Amber Rudd, the former cabinet minister, is joining a new special purpose acquisition company (SPAC) that will float in London and target a merger in the renewable energy sector.
Sky News has learnt that Ms Rudd, who served as secretary of state for energy and climate change between May 2015 and July 2016, is to become an adviser to Energy1, one of a hotly anticipated wave of new UK SPACs.
Banking sources said that Energy1 was being established by Sanjay Mehta, a start-up investor, and David Kotler, a former Lazard and Morgan Stanley investment banker who now runs Access Corporate Finance, an energy and natural resources advisory firm.
Philip Aiken, the chairman of London-listed Aveva and former chairman of Balfour Beatty, is expected to join Energy1’s board, while Sir Peter Gershon, the former National Grid chairman, is understood to be in talks to become an adviser to the SPAC alongside Ms Rudd, according to the sources.
The new SPAC will look to raise between £250m and £300m from investors, they added.
Citi and JP Morgan are understood to have been hired to advise on the listing, with an announcement targeted by the end of the year.
Ms Rudd’s involvement will again underline the extent to which senior former politicians are capitalising on their Westminster careers.
As well as serving as energy and climate change secretary, Ms Rudd spent just under two years as home secretary, while she stepped down from her final cabinet role as work and pensions secretary in September 2019.
Since stepping down as an MP before the 2019 general election, she has landed advisory roles with Darktrace, the cybersecurity company which has enjoyed one of London’s most successful initial public offerings (IPOs) this year, and Pinwheel, a green electricity start-up.
The roles were all approved by Whitehall’s Advisory Committee on Business Appointments (ACOBA), but Ms Rudd’s new posts no longer require such approval owing to the length of time since she ceased being a government minister.
This week, Ms Rudd quit Teneo Advisory, the public relations firm, to join FGH, the agency founded by her brother, Roland.
Her role at Energy1 adds substantial political experience to a vehicle harbouring ambitions of pioneering a new era of London-listed SPACs.
In July, the Financial Conduct Authority published new rules aimed at making the UK a more competitive destination for such “blank cheque” vehicles, which raise money from investors to acquire an unspecified target.
London has been left behind by New York, and to some extent by Amsterdam, because of the more liberal framework for enabling SPACs to list, although in the last year there have been signs of considerable indigestion in US markets, with many falling sharply within a year of their mergers being completed.
Nevertheless, bankers say there has been a spurt in the number of enquiries from SPAC “sponsors” wanting to list in London once the listing reforms are implemented.
Sky News reported on Friday that a pair of insurance executives plan to list Financials Acquisition Corp on the London Stock Exchange’s standard segment, and have received cornerstone commitments from investors including Qatar Insurance Company and Toscafund.

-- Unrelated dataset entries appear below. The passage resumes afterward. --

PR #48, opened 2020-02-14
Add audiotest and videotest driver

at-wat:
Which work similar to GStreamer audiotestsrc, videotestsrc.

image

### DIFF
--- a/pkg/driver/audiotest/dummy.go
+++ b/pkg/driver/audiotest/dummy.go
@@ -1,0 +1,90 @@
+// Package audiotest provides dummy audio driver for testing.
+package audiotest
+
+import (
+	"context"
+	"io"
+	"math"
+	"time"
+
+	"github.com/pion/mediadevices/pkg/driver"
+	"github.com/pion/mediadevices/pkg/io/audio"
+	"github.com/pion/mediadevices/pkg/prop"
+)
+
+func init() {
+	driver.GetManager().Register(
+		&dummy{}, driver.Info{Label: "AudioTest", DeviceType: driver.Microphone},
+	)
+}
+
+type dummy struct {
+	closed <-chan struct{}
+	cancel func()
+}
+
+func (d *dummy) Open() error {
+	ctx, cancel := context.WithCancel(context.Background())
+	d.closed = ctx.Done()
+	d.cancel = cancel
+	return nil
+}
+
+func (d *dummy) Close() error {
+	d.cancel()
+	return nil
+}
+
+func (d *dummy) AudioRecord(p prop.Media) (audio.Reader, error) {
+	var sin [100]float32
+	for i := range sin {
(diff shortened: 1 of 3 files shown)


pkg/driver/videotest/dummy.go
```diff
@@ -0,0 +1,115 @@
...
+		{107, 202, 222},
+		{82, 90, 240},
+		{41, 240, 110},
+	}
+
+	r := video.ReaderFunc(func() (image.Image, error) {
+		select {
+		case <-d.closed:
+			return nil, io.EOF
+		default:
```
at-wat: need to add ticker

at-wat:
It may be nice to add an instruction to use this in the examples, for users who don't have camera right now.

at-wat:
rebased

pkg/driver/videotest/dummy.go
```diff
@@ -0,0 +1,132 @@
...
+	"github.com/pion/mediadevices/pkg/driver"
+	"github.com/pion/mediadevices/pkg/frame"
+	"github.com/pion/mediadevices/pkg/io/video"
+	"github.com/pion/mediadevices/pkg/prop"
+)
+
+func init() {
+	driver.GetManager().Register(
+		newVideoTest(),
+		driver.Info{Label: "VideoTest", DeviceType: driver.Microphone},
```
lherman-cs: Oops, it should be `driver.Camera` there

pkg/driver/audiotest/dummy.go
```diff
@@ -0,0 +1,90 @@
...
+func init() {
+	driver.GetManager().Register(
+		&dummy{}, driver.Info{Label: "AudioTest", DeviceType: driver.Microphone},
+	)
+}
+
+type dummy struct {
+	closed <-chan struct{}
+	cancel func()
+	phase  int
```
lherman-cs: phase can be just inside AudioRecord, less scope.

pkg/driver/videotest/dummy.go
at-wat: oops

lherman-cs:
> It may be nice to add an instruction to use this in the examples, for users who don't have camera right now.

That's a good point. How about if we just add a comment in the simple example, above the camera and microphone imports?

Something like:
```
	// Note: If you don't have a camera or microphone or your adapters are not supported,
	//_ "github.com/pion/mediadevices/pkg/driver/audiotest"
	_ "github.com/pion/mediadevices/pkg/driver/camera"     // This is required to register camera adapter
	_ "github.com/pion/mediadevices/pkg/driver/microphone" // This is required to register microphone adapte
```

at-wat:
https://github.com/pion/mediadevices/pull/48#issuecomment-586555954 sounds very nice:+1:

at-wat:
Addressed you comments! I'll rebase and add the comment to the simple example.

A swathe of renewable energy-focused SPACs has sought to take advantage of booming investor demand for companies which can play important roles in the energy transition.
Several leading British cleantech companies will be showcased at the forthcoming Global Investment Summit, while next month’s COP26 climate conference in Glasgow will be deluged by technology companies and investors.
Tony Hayward, the former BP chief executive, has listed a SPAC in Amsterdam called Energy Transition Partners to target a deal in the renewables or battery technology sector.
None of those involved in Energy1 could be reached for comment.